▸ **AVAILABLE DATA**

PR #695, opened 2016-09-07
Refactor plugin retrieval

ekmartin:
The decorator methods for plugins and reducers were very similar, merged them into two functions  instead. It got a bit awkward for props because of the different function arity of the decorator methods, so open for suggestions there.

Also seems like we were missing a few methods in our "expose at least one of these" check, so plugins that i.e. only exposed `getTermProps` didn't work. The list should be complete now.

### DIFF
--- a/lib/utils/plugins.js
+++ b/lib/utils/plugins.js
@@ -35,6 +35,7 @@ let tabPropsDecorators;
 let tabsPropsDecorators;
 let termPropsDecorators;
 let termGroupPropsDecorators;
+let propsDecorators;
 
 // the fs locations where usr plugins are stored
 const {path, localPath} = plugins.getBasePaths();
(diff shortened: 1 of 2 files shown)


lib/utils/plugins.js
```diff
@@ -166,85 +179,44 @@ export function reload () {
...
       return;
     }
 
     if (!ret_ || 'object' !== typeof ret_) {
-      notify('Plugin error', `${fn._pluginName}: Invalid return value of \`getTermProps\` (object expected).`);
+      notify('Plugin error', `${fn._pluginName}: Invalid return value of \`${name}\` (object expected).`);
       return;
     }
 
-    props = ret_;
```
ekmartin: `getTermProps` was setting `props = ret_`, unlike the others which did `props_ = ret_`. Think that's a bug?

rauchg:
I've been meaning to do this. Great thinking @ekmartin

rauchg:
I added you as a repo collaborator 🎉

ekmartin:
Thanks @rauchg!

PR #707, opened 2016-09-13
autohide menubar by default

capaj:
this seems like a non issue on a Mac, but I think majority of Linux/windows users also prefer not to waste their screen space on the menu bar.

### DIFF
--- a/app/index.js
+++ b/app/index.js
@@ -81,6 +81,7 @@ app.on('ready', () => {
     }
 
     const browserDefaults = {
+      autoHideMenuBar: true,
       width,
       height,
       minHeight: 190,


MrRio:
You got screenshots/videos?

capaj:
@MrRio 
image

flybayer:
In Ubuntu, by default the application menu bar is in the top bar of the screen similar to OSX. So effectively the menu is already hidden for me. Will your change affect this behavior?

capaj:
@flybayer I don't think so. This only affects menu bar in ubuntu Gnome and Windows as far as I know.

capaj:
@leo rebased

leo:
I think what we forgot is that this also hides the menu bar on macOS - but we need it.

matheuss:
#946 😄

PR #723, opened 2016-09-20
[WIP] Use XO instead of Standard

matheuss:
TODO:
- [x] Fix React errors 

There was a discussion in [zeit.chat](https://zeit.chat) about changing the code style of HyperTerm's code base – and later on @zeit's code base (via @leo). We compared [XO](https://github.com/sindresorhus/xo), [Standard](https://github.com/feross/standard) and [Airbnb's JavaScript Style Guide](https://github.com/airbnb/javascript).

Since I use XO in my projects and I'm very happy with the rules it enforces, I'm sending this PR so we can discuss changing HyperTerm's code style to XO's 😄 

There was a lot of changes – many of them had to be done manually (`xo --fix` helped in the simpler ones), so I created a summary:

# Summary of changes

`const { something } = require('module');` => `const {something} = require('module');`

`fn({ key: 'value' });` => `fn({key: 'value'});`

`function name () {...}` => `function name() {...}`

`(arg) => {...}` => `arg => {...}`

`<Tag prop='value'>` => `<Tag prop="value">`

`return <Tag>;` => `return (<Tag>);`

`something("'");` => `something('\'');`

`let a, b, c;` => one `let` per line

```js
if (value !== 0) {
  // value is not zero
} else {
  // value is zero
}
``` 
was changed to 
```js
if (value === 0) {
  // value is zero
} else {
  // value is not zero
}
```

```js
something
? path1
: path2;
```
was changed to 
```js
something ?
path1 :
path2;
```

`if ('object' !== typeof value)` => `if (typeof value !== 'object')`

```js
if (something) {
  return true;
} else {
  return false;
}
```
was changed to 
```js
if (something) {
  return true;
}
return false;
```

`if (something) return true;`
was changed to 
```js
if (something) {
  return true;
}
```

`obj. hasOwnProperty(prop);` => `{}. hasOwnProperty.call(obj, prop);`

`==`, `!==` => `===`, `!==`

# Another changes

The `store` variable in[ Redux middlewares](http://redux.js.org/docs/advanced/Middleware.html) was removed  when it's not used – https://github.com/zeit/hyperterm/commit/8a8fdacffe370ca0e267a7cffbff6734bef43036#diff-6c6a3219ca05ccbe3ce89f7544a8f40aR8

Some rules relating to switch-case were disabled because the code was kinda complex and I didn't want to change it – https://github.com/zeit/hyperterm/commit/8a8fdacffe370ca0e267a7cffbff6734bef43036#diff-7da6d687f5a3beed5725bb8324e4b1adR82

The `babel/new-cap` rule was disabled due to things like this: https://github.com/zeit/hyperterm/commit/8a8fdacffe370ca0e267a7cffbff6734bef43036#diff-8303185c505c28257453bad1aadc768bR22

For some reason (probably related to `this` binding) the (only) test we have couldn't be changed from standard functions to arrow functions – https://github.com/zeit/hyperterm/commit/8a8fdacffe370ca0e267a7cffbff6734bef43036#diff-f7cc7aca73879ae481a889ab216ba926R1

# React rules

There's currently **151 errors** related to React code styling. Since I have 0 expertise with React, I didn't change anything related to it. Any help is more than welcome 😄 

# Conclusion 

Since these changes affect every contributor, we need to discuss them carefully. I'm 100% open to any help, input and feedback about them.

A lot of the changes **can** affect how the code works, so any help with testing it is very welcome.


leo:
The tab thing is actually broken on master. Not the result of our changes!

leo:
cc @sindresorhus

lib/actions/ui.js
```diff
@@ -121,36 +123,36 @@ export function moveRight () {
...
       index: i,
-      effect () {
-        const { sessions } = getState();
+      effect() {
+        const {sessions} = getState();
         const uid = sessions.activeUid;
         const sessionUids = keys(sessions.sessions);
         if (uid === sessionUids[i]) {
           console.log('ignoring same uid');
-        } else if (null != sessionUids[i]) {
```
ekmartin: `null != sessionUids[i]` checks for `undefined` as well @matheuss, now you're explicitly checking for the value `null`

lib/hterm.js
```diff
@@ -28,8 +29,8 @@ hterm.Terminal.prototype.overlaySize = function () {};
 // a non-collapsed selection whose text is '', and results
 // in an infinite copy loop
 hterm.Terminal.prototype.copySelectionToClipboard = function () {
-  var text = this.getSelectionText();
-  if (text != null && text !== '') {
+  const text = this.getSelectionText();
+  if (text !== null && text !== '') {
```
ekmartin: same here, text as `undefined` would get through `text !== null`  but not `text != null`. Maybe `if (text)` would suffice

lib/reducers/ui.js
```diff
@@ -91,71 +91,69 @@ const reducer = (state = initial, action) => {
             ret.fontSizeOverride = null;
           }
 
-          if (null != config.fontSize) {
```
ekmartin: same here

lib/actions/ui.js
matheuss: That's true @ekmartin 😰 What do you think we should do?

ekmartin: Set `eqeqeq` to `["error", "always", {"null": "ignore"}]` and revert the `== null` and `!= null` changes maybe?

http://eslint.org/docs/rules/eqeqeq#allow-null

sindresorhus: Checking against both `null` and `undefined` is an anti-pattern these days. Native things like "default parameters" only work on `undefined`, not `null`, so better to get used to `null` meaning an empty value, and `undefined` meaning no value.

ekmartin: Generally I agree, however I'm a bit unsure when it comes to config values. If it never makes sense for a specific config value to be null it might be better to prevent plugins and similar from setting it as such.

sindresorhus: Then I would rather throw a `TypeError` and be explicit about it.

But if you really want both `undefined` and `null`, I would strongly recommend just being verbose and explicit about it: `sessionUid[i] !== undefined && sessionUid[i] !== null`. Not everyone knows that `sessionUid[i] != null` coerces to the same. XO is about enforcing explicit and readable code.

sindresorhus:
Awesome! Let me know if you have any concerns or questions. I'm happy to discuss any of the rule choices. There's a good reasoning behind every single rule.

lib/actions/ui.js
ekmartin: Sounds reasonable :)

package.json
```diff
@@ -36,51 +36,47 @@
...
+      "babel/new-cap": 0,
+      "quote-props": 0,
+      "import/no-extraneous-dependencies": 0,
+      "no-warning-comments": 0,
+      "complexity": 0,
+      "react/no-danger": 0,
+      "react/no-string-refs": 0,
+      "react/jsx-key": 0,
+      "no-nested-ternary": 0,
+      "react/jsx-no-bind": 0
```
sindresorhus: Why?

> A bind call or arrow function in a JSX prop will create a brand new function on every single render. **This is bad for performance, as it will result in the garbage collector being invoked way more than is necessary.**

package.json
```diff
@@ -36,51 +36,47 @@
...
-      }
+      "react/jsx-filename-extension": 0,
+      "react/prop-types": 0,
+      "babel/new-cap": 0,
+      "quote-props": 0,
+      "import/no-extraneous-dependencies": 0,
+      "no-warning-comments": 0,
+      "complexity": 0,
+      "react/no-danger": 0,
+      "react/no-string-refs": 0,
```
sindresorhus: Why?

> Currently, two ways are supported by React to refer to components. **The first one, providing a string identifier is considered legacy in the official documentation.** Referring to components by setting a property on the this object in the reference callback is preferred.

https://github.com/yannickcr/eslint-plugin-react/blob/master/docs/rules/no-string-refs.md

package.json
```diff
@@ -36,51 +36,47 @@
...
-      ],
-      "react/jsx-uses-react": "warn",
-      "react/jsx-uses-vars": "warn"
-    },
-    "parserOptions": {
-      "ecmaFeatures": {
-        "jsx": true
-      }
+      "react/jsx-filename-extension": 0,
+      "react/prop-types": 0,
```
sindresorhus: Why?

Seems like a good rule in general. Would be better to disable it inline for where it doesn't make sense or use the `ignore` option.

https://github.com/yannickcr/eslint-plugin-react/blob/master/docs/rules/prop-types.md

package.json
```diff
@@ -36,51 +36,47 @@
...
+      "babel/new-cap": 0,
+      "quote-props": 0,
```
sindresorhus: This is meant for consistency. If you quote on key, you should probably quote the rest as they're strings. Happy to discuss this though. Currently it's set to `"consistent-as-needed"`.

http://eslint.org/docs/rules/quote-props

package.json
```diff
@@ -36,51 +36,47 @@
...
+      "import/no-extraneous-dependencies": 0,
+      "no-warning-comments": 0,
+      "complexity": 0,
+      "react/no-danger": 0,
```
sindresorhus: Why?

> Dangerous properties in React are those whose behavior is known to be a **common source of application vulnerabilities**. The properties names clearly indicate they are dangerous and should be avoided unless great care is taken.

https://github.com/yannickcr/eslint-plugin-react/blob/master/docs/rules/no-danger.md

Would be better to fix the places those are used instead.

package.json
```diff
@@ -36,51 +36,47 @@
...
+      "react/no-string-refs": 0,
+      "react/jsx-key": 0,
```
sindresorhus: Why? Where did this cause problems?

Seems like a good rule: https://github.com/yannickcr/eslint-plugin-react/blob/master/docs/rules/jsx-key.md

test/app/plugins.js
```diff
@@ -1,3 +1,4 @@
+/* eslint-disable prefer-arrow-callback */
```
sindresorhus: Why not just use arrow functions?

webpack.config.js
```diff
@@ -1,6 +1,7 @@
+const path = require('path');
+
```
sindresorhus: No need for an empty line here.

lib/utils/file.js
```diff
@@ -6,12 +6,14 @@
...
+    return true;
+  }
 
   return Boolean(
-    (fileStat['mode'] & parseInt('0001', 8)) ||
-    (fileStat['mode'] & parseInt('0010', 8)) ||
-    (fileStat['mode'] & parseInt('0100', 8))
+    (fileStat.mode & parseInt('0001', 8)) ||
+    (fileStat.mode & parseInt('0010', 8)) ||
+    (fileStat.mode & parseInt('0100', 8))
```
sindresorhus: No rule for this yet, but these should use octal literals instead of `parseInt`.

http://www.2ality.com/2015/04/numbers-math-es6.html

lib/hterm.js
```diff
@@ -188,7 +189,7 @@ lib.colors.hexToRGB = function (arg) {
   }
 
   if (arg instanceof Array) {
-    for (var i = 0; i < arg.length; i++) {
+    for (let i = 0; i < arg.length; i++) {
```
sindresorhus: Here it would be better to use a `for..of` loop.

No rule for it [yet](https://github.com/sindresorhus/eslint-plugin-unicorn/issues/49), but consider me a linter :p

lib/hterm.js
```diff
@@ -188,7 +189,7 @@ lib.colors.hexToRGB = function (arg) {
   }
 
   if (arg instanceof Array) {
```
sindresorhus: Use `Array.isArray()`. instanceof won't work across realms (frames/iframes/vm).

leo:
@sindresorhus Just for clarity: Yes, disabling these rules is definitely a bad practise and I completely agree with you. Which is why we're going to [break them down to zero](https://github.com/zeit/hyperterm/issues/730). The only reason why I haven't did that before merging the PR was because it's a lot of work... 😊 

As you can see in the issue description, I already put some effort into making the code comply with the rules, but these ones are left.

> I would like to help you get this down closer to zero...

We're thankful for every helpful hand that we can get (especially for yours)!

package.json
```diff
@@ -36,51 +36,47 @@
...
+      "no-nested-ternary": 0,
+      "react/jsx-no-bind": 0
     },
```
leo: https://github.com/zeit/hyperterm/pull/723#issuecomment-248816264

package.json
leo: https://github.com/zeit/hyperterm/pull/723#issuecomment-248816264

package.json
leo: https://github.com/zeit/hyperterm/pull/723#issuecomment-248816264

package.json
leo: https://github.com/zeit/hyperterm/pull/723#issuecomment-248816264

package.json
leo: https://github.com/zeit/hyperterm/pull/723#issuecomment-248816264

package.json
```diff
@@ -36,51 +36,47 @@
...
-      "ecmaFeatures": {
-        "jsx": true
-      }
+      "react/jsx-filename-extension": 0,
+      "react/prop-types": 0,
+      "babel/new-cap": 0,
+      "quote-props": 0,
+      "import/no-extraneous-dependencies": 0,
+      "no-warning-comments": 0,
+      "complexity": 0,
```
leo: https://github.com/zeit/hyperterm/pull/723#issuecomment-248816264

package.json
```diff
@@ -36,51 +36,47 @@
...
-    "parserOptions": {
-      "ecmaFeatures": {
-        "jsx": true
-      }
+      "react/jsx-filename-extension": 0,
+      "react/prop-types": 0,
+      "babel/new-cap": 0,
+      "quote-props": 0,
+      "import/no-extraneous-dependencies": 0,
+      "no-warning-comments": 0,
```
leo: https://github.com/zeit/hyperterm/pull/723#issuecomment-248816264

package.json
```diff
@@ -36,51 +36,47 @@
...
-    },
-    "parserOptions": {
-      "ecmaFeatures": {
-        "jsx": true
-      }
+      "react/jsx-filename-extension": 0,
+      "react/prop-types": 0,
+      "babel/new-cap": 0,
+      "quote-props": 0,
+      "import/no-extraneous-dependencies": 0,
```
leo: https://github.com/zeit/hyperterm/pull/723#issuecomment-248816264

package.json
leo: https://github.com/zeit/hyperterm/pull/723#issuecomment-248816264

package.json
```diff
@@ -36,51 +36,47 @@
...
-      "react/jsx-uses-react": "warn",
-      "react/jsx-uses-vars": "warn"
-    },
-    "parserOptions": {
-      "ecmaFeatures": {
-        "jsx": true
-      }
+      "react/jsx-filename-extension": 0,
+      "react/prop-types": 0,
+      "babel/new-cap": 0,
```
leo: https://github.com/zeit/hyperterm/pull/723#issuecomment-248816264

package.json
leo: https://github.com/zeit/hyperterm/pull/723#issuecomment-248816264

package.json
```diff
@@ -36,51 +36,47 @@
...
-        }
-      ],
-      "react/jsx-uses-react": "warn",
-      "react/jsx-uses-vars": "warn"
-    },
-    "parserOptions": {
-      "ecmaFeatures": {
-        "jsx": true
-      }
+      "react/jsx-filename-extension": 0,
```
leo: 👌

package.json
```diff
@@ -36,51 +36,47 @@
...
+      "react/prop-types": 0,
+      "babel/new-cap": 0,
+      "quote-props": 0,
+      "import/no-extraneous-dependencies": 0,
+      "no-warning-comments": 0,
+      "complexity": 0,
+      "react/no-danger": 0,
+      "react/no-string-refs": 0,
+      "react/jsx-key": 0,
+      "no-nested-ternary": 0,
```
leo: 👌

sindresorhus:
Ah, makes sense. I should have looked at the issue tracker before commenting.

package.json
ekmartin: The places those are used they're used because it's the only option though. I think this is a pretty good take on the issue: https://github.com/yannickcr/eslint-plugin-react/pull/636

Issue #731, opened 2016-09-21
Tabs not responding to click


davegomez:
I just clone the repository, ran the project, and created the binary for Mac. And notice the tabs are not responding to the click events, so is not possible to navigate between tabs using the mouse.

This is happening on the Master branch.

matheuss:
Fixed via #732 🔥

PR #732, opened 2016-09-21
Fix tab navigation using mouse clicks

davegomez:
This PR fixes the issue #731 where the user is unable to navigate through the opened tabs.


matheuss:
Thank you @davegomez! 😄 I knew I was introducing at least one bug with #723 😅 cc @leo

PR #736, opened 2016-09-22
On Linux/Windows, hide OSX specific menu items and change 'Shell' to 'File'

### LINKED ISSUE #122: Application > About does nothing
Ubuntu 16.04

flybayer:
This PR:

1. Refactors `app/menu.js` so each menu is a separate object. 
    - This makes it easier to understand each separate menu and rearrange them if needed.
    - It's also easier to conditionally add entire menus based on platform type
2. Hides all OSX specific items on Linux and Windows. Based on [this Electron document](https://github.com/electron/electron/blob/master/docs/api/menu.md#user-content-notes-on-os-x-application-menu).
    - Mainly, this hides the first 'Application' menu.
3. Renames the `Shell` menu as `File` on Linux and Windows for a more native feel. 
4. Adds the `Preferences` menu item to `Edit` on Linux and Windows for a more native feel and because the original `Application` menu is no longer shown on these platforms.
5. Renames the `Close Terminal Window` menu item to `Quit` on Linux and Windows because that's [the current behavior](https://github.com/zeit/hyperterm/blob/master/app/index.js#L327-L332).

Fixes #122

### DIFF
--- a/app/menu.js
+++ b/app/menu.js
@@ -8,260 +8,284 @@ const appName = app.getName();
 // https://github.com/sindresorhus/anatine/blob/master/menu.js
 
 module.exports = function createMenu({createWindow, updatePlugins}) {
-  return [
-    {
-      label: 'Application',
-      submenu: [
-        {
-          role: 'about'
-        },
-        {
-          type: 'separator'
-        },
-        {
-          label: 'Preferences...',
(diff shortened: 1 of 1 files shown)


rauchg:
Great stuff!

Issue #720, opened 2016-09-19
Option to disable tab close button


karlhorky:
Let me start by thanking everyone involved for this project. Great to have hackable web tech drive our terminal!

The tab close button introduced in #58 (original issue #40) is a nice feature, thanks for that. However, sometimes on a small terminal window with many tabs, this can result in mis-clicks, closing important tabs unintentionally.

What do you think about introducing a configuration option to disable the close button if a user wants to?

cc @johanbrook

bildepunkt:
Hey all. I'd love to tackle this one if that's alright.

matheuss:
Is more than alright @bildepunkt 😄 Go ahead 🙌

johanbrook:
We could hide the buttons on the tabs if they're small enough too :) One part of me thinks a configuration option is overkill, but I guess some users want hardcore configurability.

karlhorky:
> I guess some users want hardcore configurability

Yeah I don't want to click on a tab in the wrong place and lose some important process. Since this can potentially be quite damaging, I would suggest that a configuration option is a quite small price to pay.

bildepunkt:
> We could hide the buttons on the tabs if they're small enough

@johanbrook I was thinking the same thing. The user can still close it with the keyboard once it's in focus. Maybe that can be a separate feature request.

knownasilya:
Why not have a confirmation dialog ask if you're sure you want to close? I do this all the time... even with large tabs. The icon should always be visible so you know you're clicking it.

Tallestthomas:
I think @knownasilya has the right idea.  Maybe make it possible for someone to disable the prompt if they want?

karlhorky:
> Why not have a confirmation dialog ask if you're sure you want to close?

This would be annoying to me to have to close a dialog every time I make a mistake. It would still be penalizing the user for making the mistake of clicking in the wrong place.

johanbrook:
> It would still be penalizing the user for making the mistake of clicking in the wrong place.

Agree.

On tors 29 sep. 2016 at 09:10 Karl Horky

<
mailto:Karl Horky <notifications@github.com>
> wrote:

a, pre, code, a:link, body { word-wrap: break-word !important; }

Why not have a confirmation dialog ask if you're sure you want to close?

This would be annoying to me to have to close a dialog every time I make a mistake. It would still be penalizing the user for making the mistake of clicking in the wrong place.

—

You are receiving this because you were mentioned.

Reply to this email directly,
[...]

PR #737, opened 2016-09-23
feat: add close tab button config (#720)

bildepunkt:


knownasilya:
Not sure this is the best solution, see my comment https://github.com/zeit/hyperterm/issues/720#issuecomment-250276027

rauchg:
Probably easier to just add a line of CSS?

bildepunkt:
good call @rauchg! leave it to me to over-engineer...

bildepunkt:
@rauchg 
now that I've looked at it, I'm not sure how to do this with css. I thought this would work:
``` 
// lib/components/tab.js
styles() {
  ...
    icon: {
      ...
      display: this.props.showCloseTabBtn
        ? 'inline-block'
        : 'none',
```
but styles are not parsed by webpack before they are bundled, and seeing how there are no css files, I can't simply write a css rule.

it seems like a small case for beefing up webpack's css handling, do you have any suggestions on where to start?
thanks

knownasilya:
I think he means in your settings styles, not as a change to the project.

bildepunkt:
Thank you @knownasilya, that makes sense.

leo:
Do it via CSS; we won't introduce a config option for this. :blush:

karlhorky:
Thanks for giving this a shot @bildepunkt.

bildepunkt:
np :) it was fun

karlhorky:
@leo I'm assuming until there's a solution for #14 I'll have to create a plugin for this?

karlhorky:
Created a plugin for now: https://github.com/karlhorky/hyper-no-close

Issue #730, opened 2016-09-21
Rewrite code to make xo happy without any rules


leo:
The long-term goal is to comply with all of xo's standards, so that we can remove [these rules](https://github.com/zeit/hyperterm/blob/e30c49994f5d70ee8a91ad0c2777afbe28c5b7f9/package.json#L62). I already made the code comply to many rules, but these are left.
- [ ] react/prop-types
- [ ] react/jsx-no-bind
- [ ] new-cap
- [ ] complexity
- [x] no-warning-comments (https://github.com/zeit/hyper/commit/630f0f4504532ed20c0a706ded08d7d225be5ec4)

▸ **EXERCISE**
The lines that contain the word "require" are wanted; copy each of them from the records.

▸ **EXERCISE RESULT**
`const { something } = require('module');` => `const {something} = require('module');`
+const path = require('path');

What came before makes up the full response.